──────── Extracted information ────────

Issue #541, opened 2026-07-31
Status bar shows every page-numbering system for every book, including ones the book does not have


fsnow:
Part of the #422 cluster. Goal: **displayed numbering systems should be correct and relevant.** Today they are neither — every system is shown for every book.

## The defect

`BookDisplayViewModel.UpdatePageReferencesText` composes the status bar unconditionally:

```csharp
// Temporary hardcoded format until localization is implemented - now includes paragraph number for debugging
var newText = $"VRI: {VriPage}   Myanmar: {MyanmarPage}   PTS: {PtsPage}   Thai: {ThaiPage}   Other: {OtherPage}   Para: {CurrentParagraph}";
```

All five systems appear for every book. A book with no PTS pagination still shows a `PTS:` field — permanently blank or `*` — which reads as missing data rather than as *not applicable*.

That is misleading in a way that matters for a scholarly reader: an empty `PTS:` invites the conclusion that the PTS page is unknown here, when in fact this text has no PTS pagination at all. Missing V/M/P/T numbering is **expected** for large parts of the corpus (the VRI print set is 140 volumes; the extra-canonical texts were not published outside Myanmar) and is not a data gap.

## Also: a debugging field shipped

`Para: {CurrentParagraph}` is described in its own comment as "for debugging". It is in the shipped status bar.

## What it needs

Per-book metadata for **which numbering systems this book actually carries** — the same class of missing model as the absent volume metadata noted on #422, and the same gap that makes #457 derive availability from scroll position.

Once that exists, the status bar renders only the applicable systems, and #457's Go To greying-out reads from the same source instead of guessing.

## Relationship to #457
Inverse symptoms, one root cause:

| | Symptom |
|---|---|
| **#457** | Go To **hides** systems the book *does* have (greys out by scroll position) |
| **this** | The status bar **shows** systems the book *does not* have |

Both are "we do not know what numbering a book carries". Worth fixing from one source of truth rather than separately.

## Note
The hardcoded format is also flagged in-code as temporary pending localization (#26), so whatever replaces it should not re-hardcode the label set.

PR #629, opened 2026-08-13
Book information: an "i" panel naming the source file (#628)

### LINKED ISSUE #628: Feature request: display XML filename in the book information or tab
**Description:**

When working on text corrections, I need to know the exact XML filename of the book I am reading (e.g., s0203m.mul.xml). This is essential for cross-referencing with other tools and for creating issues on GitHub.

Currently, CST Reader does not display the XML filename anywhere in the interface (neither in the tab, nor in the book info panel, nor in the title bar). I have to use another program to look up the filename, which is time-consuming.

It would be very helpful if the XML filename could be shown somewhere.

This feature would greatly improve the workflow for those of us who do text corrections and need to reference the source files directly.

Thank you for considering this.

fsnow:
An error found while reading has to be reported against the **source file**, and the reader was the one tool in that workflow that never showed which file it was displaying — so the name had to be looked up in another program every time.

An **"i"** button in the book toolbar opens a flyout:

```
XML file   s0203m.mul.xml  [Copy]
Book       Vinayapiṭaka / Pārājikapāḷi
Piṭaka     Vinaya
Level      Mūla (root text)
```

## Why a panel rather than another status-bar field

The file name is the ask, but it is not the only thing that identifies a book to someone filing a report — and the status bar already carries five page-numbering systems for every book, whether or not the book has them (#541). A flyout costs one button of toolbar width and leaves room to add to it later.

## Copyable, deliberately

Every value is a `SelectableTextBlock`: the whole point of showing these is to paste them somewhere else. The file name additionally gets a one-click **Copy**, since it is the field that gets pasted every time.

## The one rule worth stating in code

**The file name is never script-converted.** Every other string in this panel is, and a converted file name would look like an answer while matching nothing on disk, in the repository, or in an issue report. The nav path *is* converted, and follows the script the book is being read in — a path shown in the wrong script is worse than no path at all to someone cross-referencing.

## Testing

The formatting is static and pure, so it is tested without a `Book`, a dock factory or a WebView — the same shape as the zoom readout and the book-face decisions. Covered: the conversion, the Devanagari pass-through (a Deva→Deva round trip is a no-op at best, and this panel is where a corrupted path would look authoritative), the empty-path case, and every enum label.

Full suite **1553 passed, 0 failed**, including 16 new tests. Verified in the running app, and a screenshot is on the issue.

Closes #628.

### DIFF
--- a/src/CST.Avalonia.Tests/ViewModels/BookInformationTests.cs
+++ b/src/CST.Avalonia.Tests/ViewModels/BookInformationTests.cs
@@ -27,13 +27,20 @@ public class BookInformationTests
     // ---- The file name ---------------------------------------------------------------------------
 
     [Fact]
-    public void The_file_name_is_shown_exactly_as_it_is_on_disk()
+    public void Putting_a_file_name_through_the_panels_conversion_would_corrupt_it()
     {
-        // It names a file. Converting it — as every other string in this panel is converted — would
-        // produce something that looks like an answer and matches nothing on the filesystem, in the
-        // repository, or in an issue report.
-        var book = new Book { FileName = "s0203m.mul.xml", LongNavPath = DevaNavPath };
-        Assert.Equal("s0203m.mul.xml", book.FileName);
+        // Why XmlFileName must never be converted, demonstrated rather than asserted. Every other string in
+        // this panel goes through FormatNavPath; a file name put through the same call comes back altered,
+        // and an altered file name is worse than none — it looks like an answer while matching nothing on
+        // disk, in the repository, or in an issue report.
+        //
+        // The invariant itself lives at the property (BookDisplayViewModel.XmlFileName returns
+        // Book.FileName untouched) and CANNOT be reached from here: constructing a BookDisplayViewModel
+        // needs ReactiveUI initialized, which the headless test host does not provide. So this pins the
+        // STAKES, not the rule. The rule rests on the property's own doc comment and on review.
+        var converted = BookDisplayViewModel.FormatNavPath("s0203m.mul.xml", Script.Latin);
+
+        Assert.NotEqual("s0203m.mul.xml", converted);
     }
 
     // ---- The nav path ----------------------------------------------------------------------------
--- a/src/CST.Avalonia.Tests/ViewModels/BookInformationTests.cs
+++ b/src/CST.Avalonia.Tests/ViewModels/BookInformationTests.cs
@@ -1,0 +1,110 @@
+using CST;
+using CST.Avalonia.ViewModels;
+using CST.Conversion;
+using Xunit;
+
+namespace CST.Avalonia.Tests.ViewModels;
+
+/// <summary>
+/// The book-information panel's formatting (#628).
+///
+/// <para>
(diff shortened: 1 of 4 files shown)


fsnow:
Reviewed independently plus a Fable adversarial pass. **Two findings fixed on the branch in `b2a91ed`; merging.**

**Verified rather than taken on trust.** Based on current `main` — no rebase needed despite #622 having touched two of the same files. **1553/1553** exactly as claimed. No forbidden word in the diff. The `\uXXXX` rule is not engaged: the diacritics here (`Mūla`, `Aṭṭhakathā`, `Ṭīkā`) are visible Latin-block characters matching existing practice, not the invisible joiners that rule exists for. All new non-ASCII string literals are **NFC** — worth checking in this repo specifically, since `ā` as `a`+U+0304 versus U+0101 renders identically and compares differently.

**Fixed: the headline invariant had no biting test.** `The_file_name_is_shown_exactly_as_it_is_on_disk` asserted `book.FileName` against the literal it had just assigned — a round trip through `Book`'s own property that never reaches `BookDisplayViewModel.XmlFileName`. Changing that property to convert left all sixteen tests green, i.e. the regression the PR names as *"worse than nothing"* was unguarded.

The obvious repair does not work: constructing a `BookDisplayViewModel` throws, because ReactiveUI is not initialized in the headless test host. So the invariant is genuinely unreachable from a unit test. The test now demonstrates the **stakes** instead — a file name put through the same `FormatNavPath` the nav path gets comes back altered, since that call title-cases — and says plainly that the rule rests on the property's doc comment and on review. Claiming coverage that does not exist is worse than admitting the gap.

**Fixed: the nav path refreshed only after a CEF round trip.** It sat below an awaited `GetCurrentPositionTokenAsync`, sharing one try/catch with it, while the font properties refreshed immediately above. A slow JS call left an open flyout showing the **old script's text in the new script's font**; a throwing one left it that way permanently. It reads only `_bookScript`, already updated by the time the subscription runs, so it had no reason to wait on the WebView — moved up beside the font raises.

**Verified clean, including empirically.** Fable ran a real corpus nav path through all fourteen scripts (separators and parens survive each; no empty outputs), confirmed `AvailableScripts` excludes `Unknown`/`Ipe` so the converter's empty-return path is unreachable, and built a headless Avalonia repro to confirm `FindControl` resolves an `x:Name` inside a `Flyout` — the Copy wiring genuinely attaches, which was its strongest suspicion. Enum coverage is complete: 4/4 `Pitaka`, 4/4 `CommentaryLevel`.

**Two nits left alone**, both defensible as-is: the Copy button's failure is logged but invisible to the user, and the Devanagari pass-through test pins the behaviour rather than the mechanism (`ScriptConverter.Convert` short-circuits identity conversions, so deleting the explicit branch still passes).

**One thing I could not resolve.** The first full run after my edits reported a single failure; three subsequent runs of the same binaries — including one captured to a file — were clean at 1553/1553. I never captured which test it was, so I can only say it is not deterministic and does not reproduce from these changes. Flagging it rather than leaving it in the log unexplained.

────────

[Exercise directions]:
All lines in the listing above with the string "opened" should be returned.

[Answer below]:
Issue #541, opened 2026-07-31
PR #629, opened 2026-08-13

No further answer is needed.